CINÉMA

« Atlantic Bar » – Cartographie d’un territoire en voie de disparition

Jean-Jacques de dos et Nathalie, tête contre tête à l'Atlantic bar
© SOLAB PICTURES

À l’origine projet photographique, Atlantic bar s’est transformé, au gré des rencontres de sa réalisatrice, en un film documentaire. Il s’agit du premier signé du nom de Fanny Molins. Difficile à croire, tant il parvient à épouser la complexité des situations qu’il s’attache à porter à l’écran.

L’Atlantic bar, c’est le bar du coin de la rue. Ou celui de la place du bourg. Peu importe, de villes en villages, invariablement, c’est un lieu de rencontres et d’habitudes. Un lieu de sociabilité laïc et populaire, dont l’existence fait coexister celles d’individus épars, habitant dans ses environs.

L’Atlantic bar que filme Fanny Molins se situe à Arles. Derrière le comptoir, il y a Nathalie et Jean-Jacques. Le couple travaille de concert, mais c’est sur la figure de Nathalie que le film se centre rapidement. Au rez-de-chaussée, dans l’espace collectif du bar, c’est autour d’elle, c’est-à-dire, de sa voix, de sa répartie, de son corps, que semble s’organiser la vie de cette micro-société. L’équipe du film aurait pu être tentée de s’en tenir à la mise en scène, voyeuriste et bourgeoise, de ce véritable personnage de théâtre. Mais Fanny Molins a l’intelligence, et la décence, de rendre à Nathalie le pouvoir de se raconter elle-même.

Des «  piliers de bar  », pour de vrai  !

Un étage plus haut, dans la partie qui sert d’appartement au couple, Nathalie raconte donc son histoire. Et, face à la caméra, un nouveau fil rouge émerge  : celui de sa maladie, l’alcoolisme. Cette construction narrative – et formelle – permet à Atlantic bar de construire le portrait complexe d’une femme qui apparait tout aussi vulnérable que solide. C’est une seule et même personne qui habite le cadre et ce, dans la sphère intime comme dans l’arène publique du bar.

Surtout, la figure centrale de Nathalie prend sens dans les relations qu’elle entretient avec les autres individus qui peuplent le documentaire. Il y a d’abord Jean-Jacques, co-patron mais aussi, et peut-être avant tout, compagnon de route. Et puis, il y a tous les « piliers de bar ». Ceux que celleux qui lisent ces lignes ne connaissent surement que comme des figures abstraites, appartenant à l’imaginaire populaire. Ces figures, Fanny Molins prend soin de les incarner.
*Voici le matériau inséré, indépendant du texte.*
PR #2305, opened 2020-02-11
Update "Our content delivery network (CDN)" page

injms:
- Update links to examples in config VCL
 - Update link to page about contacting Reliability Engineering
 - Update Bouncer CDN link to AWS from Carrenza

### DIFF
--- a/source/manual/cdn.html.md
+++ b/source/manual/cdn.html.md
@@ -5,19 +5,16 @@ section: CDN & Caching
 type: learn
 layout: manual_layout
 parent: "/manual.html"
-last_reviewed_on: 2019-07-23
+last_reviewed_on: 2020-02-11
 review_in: 6 months
 ---
 
-GOV.UK uses Fastly as a CDN. Citizen users aren't accessing GOV.UK servers
-directly, they connect via the CDN. This is better because:
+GOV.UK uses Fastly as a CDN. Citizen users aren't accessing GOV.UK servers directly, they connect via the CDN. This is better because:
 
-- The CDN "edge nodes" (webservers) are closer to end users. Fastly has
-  servers all around the world but our "origin" servers are only in the UK.
+- The CDN "edge nodes" (webservers) are closer to end users. Fastly has servers all around the world but our "origin" servers are only in the UK.
 - It reduces load on our origin. Fastly uses Varnish to cache responses.
 
-The CDN is responsible for retrying requests against the
-[static mirror](/manual/fall-back-to-mirror.html).
+The CDN is responsible for retrying requests against the [static mirror](/manual/fall-back-to-mirror.html).
 
 ![image](images/cdn-mirror-configuration.png)
 
@@ -28,13 +25,9 @@ Most of the CDN config is versioned and scripted:
 - [CDN configuration](https://github.com/alphagov/govuk-cdn-config/)
 - [CDN config secrets](https://github.com/alphagov/govuk-cdn-config-secrets)
 
-These are deployed to [integration][integration_cdn], [staging][staging_cdn]
-and [production][production_cdn].
+These are deployed to [integration][integration_cdn], [staging][staging_cdn] and [production][production_cdn].
 
-Some configuration isn't scripted, such as logging. The www, bouncer and assets
-services sends logs to S3 and stream them to `monitoring-1`. These logging
-endpoints are configured directly in the Fastly UI. There is
-[documentation](/manual/query-cdn-logs.html) on how to query the CDN logs.
+Some configuration isn't scripted, such as logging. The www, bouncer and assets services send logs to S3 and stream them to `monitoring-1`. These logging endpoints are configured directly in the Fastly UI. There is [documentation on how to query the CDN logs](/manual/query-cdn-logs.html).
 
 [integration_cdn]: https://deploy.integration.publishing.service.gov.uk/job/Deploy_CDN/
 [staging_cdn]: https://deploy.staging.publishing.service.gov.uk/job/Deploy_CDN/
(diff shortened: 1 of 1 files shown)


source/manual/cdn.html.md
```diff
@@ -28,55 +25,37 @@ Most of the CDN config is versioned and scripted:
...
 
-These are deployed to [integration][integration_cdn], [staging][staging_cdn]
-and [production][production_cdn].
+These are deployed to [integration][integration_cdn], [staging][staging_cdn] and [production][production_cdn].
 
-Some configuration isn't scripted, such as logging. The www, bouncer and assets
-services sends logs to S3 and stream them to `monitoring-1`. These logging
-endpoints are configured directly in the Fastly UI. There is
-[documentation](/manual/query-cdn-logs.html) on how to query the CDN logs.
+Some configuration isn't scripted, such as logging. The www, bouncer and assets services sends logs to S3 and stream them to `monitoring-1`. These logging endpoints are configured directly in the Fastly UI. There is [documentation](/manual/query-cdn-logs.html) on how to query the CDN logs.
```
ChrisBAshton:
```suggestion
Some configuration isn't scripted, such as logging. The www, bouncer and assets services send logs to S3 and stream them to `monitoring-1`. These logging endpoints are configured directly in the Fastly UI. There is [documentation on how to query the CDN logs](/manual/query-cdn-logs.html).
```

source/manual/cdn.html.md
```diff
@@ -28,55 +25,37 @@ Most of the CDN config is versioned and scripted:
...
 [integration_cdn]: https://deploy.integration.publishing.service.gov.uk/job/Deploy_CDN/
 [staging_cdn]: https://deploy.staging.publishing.service.gov.uk/job/Deploy_CDN/
 [production_cdn]: https://deploy.publishing.service.gov.uk/job/Deploy_CDN/
 
 ## Fastly Caching
 
-The main www.gov.uk cache is
-[Varnish](https://varnish-cache.org/docs/2.1/index.html), which Fastly run for
-us.
+The main www.gov.uk cache is [Varnish](https://varnish-cache.org/docs/2.1/index.html), which Fastly run for us.
```
ChrisBAshton:
```suggestion
The main www.gov.uk cache is [Varnish](https://varnish-cache.org/docs/2.1/index.html), which Fastly runs for us.
```

source/manual/cdn.html.md
```diff
@@ -28,55 +25,37 @@ Most of the CDN config is versioned and scripted:
...
 
 Varnish lets us configure our caching logic with VCL (Varnish config language).
 
-It also lets us do fancy things, like [only allowing connections to staging from permitted IPs](https://github.com/alphagov/govuk-cdn-config/blob/master/vcl_templates/www.vcl.erb#L193), [forcing SSL](https://github.com/alphagov/govuk-cdn-config/blob/master/vcl_templates/www.vcl.erb#L214) and [blocking IP addresses](https://github.com/alphagov/govuk-cdn-config/blob/master/vcl_templates/www.vcl.erb#L200), among other things.
+It also lets us do fancy things, like [only allowing connections to staging from permitted IPs](https://github.com/alphagov/govuk-cdn-config/blob/master/vcl_templates/www.vcl.erb#L202), [forcing SSL](https://github.com/alphagov/govuk-cdn-config/blob/master/vcl_templates/www.vcl.erb#L222) and [blocking IP addresses](https://github.com/alphagov/govuk-cdn-config/blob/master/vcl_templates/www.vcl.erb#L208), among other things.
```
ChrisBAshton: Is it worth linking to a specific commit hash rather than `master`, as this is likely to change again in future?

source/manual/cdn.html.md
```diff
@@ -95,44 +74,28 @@ This will give you various debugging headers that may be useful:
...
-list of Fastly IPs to match the ones listed by Fastly.
+We have [a Jenkins job "Check CDN IP Ranges"][check-cdn-ip-ranges] which will start to fail if our Fastly IPs don't match the IPs returned from the Fastly API. If you see this alert, you can [let Reliability Engineering know][raise-with-re] and they will update our list of Fastly IPs to match the ones listed by Fastly.
 
-Updating the firewall rules in Carrenza with new Fastly IPs used to be done by
-committing the change to the govuk-provisioning repo and to then deploy the
-firewall through a jenkins job. This process is broken at the moment since the
-code base has diverged from the state of the firewall, while this is remedied
-we have to add the new rules manually, this is how to do it:
+Updating the firewall rules in Carrenza with new Fastly IPs used to be done by committing the change to the govuk-provisioning repo and to then deploy the firewall through a jenkins job. This process is broken at the moment since the code base has diverged from the state of the firewall, while this is remedied we have to add the new rules manually, this is how to do it:
```
ChrisBAshton:
```suggestion
Updating the firewall rules in Carrenza with new Fastly IPs used to be done by committing the change to the govuk-provisioning repo and to then deploy the firewall through a jenkins job. This process is broken at the moment since the code base has diverged from the state of the firewall. While this is being remedied, we have to add the new rules manually; this is how to do it:
```

source/manual/cdn.html.md
```diff
@@ -180,49 +143,36 @@ done
 [firewall rules]: https://github.com/alphagov/govuk-provisioning/blob/master/vcloud-edge_gateway/vars/production_carrenza_vars.yaml
 [vcl_config]: https://github.com/alphagov/govuk-cdn-config/
 [check-cdn-ip-ranges]: https://deploy.publishing.service.gov.uk/job/Check_CDN_IP_Ranges/
-[raise-with-re]: raising-issues-with-reliability-engineering.html
+[raise-with-re]: https://docs.publishing.service.gov.uk/manual/raising-issues-with-reliability-engineering.html
```
ChrisBAshton:
```suggestion
[raise-with-re]: /manual/raising-issues-with-reliability-engineering.html
```

Links to dev docs tend to not have the domain in them. (We should do the same below).

source/manual/cdn.html.md
```diff
@@ -180,49 +143,36 @@ done
...
-  slowing down
+- repeatedly receiving 429 (rate limit) error responses from origin and not slowing down
 - making suspicious requests like attempting SQL injection queries
 
 [robots]: https://www.gov.uk/robots.txt
 
-Banning IPs shouldn't be taken lightly as IP address can be shared my multiple
-user devices and the user behind an IP address can change over time, so there's
-always a chance that we may block a legitimate user when we ban IP addresses.
+Banning IPs shouldn't be taken lightly as IP address can be shared my multiple user devices and the user behind an IP address can change over time, so there's always a chance that we may block a legitimate user when we ban IP addresses.
```
ChrisBAshton:
```suggestion
Banning IPs shouldn't be taken lightly as IP address can be shared by multiple user devices and the user behind an IP address can change over time, so there's always a chance that we may block a legitimate user.
```

source/manual/cdn.html.md
```diff
@@ -180,49 +143,36 @@ done
...
+You can change the list of banned IP addresses by modifying the [YAML config file][ip_ban_config] and [deploying the configuration][ip_ban_deploy].
 
 [ip_ban_config]: https://github.com/alphagov/govuk-cdn-config-secrets/blob/master/fastly/dictionaries/config/ip_address_blacklist.yaml
 [ip_ban_deploy]: https://deploy.publishing.service.gov.uk/job/Update_CDN_Dictionaries/build
 
 ## Bouncer's Fastly service
 
-A Fastly CDN service can normally handle up to 1000 domains (this limit was
-undocumented).
+A Fastly CDN service can normally handle up to 1000 domains (this limit was undocumented).
```
ChrisBAshton: I assume it still is? And if it isn't, we should just remove the parentheses:

```suggestion
A Fastly CDN service can normally handle up to 1000 domains (this limit is undocumented).
```

source/manual/cdn.html.md
injms: Much better link - thanks for the suggestion :thumbs:

source/manual/cdn.html.md
injms: Good idea! I've pointed it at the latest commit, since these are cited as examples and it doesn't matter if they go a bit out of date.

source/manual/cdn.html.md
injms: Done ✅

source/manual/cdn.html.md
injms: I've corrected for both links.

source/manual/cdn.html.md
injms: Hmm, not sure if it still is or not as I don't have access to the ZenDesk ticket about it. I've made the change as it makes more sense.

source/manual/cdn.html.md
injms: Done 👍

source/manual/cdn.html.md
injms: 🔍  😄

injms:
> I notice that you've removed the line-limiting newlines that existed partway between sentences. I don't think a preference is prescribed either way in the GDS Way or anywhere else. In the absence of an agreed rule, we should stick with the convention of the repo - which I think in this case is mostly for newlines rather than against. (It also makes the changes much easier to review - I can't easily see where your 'real' changes are as GitHub isn't picking it up in its diffing algorithm).

I thought the general guidance was that prose should be on a single line for a better diff, as a change that takes a line to over 80 characters could then cause a cascade of changes that needlessly affect subsequent lines. Whilst this diff is harder to see changes, future edits will be clearer.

Dans des cadres serrés, à la lumière et aux couleurs remarquables, la réalisatrice prend le temps de faire apparaître des portraits singuliers et complexes. En mêlant, comme pour Nathalie, moments de vie au bar et entretiens intimes, le film sonde les parcours et opère un va-et-vient constant entre l’individu et le collectif dans lequel il s’insère. On comprend d’ailleurs que cette insertion se fait souvent plus par nécessité que par choix. Un état de fait qui n’empêche pas les éclats de rire, ni les coups de gueule.

un homme seul, à une table de bar; avec une bière entamée
© SOLAB PICTURES

Le spectre de la gentrification

De la sorte, Atlantic bar tisse un maillage extrêmement serré de relations sociales et économiques. Cette dimension prend une place d’autant plus importante lorsque Jean-Jacques et Nathalie apprennent que leur bailleur souhaite revendre le fonds de commerce – impliquant donc la fermeture prochaine du bar. Face à un prix de rachat exorbitant, leur « politique des prix », pour que le bar reste accessible à tous·tes comme l’explique Jean-Jacques, n’en mène pas large. Sous le soleil, et sur les pavés d’Arles, la gentrification grignote tranquillement du terrain. L’Atlantic bar n’en est ni la première, ni la dernière victime.

Apparait alors qu’à l’échelle nationale, comme locale, les intérêts économiques – et politiques – des plus riches continuent sereinement de détricoter un maillage social autrement plus riche et plus important que la juxtaposition de trajectoires individuelles imposée par l’idéologie libérale. Car Atlantic bar et ses personnages le montrent clairement : il n’y a rien de romantique dans la précarité, ses maladies, ses violences. Mais il y a, dans l’agrégation des trajectoires marquées de son sceau, une force de résistance importante. Un mot d’ordre qui fait plus que sens dans le contexte actuel des mobilisations contre la réforme des retraites. Car si la fonction première des « bouffons du roi » – c’est ainsi que se décrit l’un des protagonistes du film – est de provoquer le rire, celui-ci se fait toujours au détriment des figures d’autorité.